A Virginia neighbor, Philip Slaughter, had obtained patents for several 1,000-acres of surveys of military land in this Northwest Territory. After taking a trip into this territory Job returned to Virginia and deeded his lands in October 20, 1800, to Slaughter in return for 500 acres in survey No 3154 near what is now Middleburg. The family moved to this farm in 1801. The group consisted of a son, Joshua, a daughter Ocsah [Ascah] McWade and husband, Arthur, a young daughter, Sarah, and Phoebe's brother, Carlisle Haines, and wife. They arrived in 1801 [Christmas Day].

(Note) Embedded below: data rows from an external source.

PR #498, opened 2020-10-14
Checkbox: Make checkbox controllable

westwood846:


src/Input/Checkbox/Checkbox.test.tsx
```diff
@@ -49,6 +49,19 @@ it('when toggling checkbox, it should fire onClick once and become checked, then
...
+  const { checkboxInput, checkboxLabel } = setupCheckbox({
+    ...props,
+    checked: false,
+  });
+
+  fireEvent.click(checkboxLabel);
+  expect(props.onClick).toHaveBeenCalledTimes(1);
+  expect(checkboxInput.checked).toEqual(false);
+
+  props.onClick.mockClear();
```
rosslo: I think we can remove this since we do it with `afterEach` in line 26 already.

src/Input/Checkbox/Checkbox.test.tsx
```diff
@@ -69,6 +82,16 @@ describe('when it is rendered', () => {
...
+  it('should display a checked checkbox if checked=true', () => {
+    const { checkboxInput } = setupCheckbox({ ...props, checked: true });
+    expect(checkboxInput.checked).toEqual(true);
+  });
+
+  it('should display an unchecked checkbox if checked=false', () => {
+    const { checkboxInput } = setupCheckbox({ ...props, checked: false });
+    expect(checkboxInput.checked).toEqual(false);
+  });
+
```
rosslo, line 109: I think we can consider checking controlled value with rerender. 

like this
```
describe('<Select/> handleValueChange', () => {
  it('input value should be the same as passed prop value', async () => {
    const Component = ({ value }: { value: string }) => (
      <Select label="handleValueChange" value={value}>
        <Select.Option value="handleValueChange">
          handleValueChange
        </Select.Option>
      </Select>
    );

    const mockValue = 'mock';
    const { queryByRole, rerender } = render(<Component value="" />);
    const selectInput = queryByRole('combobox');
    expect(selectInput.getAttribute('value')).toEqual('');
    rerender(<Component value={mockValue} />);
    expect(selectInput.getAttribute('value')).toEqual(mockValue);
    rerender(<Component value="" />);
    expect(selectInput.getAttribute('value')).toEqual('');
  });
});
```

westwood846: Hmm but value isn't the property that's being controlled..? `checked` is the one that we need to be concerned about. Not quite sure what's the use-case for changing/controlling `value`.

rosslo: Oh sorry for being unclear, yeah I meant `checked` not `value` haha. 
So it might look like this. 
```
    const Component = props => <Checkbox {...props} />;

    const { rerender, getByLabelText } = render(
      <Component {...props} checked={false} />
    );

    const checkboxInput = getByLabelText(
      props.value as string
    ) as HTMLInputElement;
    expect(checkboxInput.checked).toEqual(false);

    rerender(<Component checked={true} />);

    expect(checkboxInput.checked).toEqual(true);

```

westwood846: Oh yeah that makes sense. I've added the test case above.

rosslo (approved):

PR #502, opened 2020-10-21
Add Disabled State for Checkbox

### LINKED ISSUE #495: Checkbox: Add disabled state

westwood846:
Closes #495 

There is a breaking change here: #498 made the checkbox controllable but that causes a warning about controlling in `input` with `checked` without a `onChange` prop. We were using `onClick` instead. In React, for a controlled component, it should be `onChange`. Changing this will also require the consumers of this component to switch to the `onChange` prop.

### DIFF
--- a/src/Input/Checkbox/Checkbox.tsx
+++ b/src/Input/Checkbox/Checkbox.tsx
@@ -8,7 +8,7 @@ const Checkbox: React.FunctionComponent<CheckboxProps> = ({
   id,
   label,
   value,
-  onClick,
+  onChange,
   size = 'small',
   border = false,
   className,
@@ -18,10 +18,10 @@ const Checkbox: React.FunctionComponent<CheckboxProps> = ({
 }: CheckboxProps) => {
   const [internalChecked, setInternalChecked] = React.useState(false);
 
-  const handleClick = (e: React.MouseEvent<HTMLInputElement, MouseEvent>) => {
+  const handleChange = (e: React.ChangeEvent<HTMLInputElement>) => {
     setInternalChecked(internalChecked => !internalChecked);
-    if (onClick !== undefined) {
-      return onClick(e);
+    if (onChange !== undefined) {
+      return onChange(e);
     }
   };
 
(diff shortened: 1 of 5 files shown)


src/Input/Checkbox/Checkbox.tsx
```diff
@@ -36,13 +37,16 @@ const Checkbox: React.FunctionComponent<CheckboxProps> = ({
...
       border={border}
       checked={combinedChecked}
+      disabled={disabled}
     >
       <input
         type="checkbox"
         id={id}
         value={value}
-        onClick={handleClick}
+        // onClick={handleClick}
```
rosslo, line 46: Do you think we can make Checkbox backward compatible for `onClick` event?  `onClick={onClick}`

And show the warning for it like https://github.com/glints-dev/glints-aries/blob/v4/src/General/Button/Button.tsx#L23 to let the developers gradually replace the onClick event.

rosslo:
I think the designers have defined the disabled style haha.

image

https://app.abstract.com/projects/da6f9bdf-2057-45bf-9dda-8dbf0d261eac/branches/e6bfab17-35a1-4e66-ae41-f35d0b58e540/commits/db35c1fadc1892f4fc857e4583e3658f1d2281f9/files/DDF7C217-39F9-45D7-8C53-8D8C88D5FC37/layers/C5041BEC-528E-42F6-84BA-EB540AA09B90?collectionId=96995f6c-2417-4fbd-8448-3fe70962abbe&collectionLayerId=d2b49f68-4908-4770-afcf-89bf7cb226ae

rosslo:
Minor: could we add a gap between the checkboxes 🙏 
image

src/Input/Checkbox/Checkbox.tsx
westwood846: I tried this but the problem is that the `Change` and `Click` events are not compatible. So we'd have to convert them somehow. I think it may be easier to migrate the few places where this is being used instead.

westwood846:
Putting this PR on pause for now, there is a chance that we won't need the disabled state as per the design system. This should be decided in two weeks.

westwood846:
Not needed after all.

PR #503, opened 2020-10-21
Select: Add filterFunction prop

### LINKED ISSUE #444: Select.Options unable to display accented characters
**Description:**

When the search term is unaccented and the fetch results have labels with accented characters, these options are filtered out as the initial search term is unaccented.

**Suggested Solution:**

Allow Select to accept a custom filter function, eg.

`filterOptions(options, searchTerm) {
    ...
}`

**Ref:** 
https://gitlab.glints.com/glints/glints-dst/-/merge_requests/1779

**Side investigation:** 
Select.Option takes children as any[] instead of string 
https://gitlab.glints.com/glints/glints-dst/-/merge_requests/1779#note_52508

westwood846:
Closes #444. Solution is to provide a prop for specifying a custom filter function. For the accented characters problem, such a function can transform the option string and the search string to remove the accent characters as required.

### DIFF
--- a/src/Input/Select/Select.test.tsx
+++ b/src/Input/Select/Select.test.tsx
@@ -30,11 +30,13 @@ const SelectChildren = props.options.map(option => (
   </Select.Option>
 ));
 
-const SelectComponent = (
-  <Select label={props.label} onChange={props.onChange}>
+const SelectComponentWithExtraProps = (extraProps = {}) => (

Job Sharp surveyed thousands of acres of land in what are now Champaign and Logan counties, while Phoebe rode across hills and vales administering to bodies and souls of all within her reach, rich or poor, white or Indian. The relatives with large families followed the Sharp family quite fast, obtained large acreage and they had their Quaker colony. They were never molested by Indians and nobody ever went away hungry from the Sharp cabin. It was Phoebe Sharp's dying request that she be buried on this knoll at the side of the Indian path. Her great living desire was "Let me live by the side of the road and be a friend to man." It was so done. She passed to her reward and her body was placed near the designated burial spot.
Update - July 2001
After the dedication ceremonies held over 60 years ago, I'm pleased to say that the markers described in these articles still stand on the original sites on the former "East Liberty-Middleburg Road" (now Zane Township Rd 152).
Sadly, the historic log home was razed during the early part of WWII. Up until then, it had been used as a residence by Robert & Nancy Cochran, a playhouse by the local children and as an outside kitchen for canning during the summer months.
The home that currently stands on the Sharp Farm was built in approximately 1900.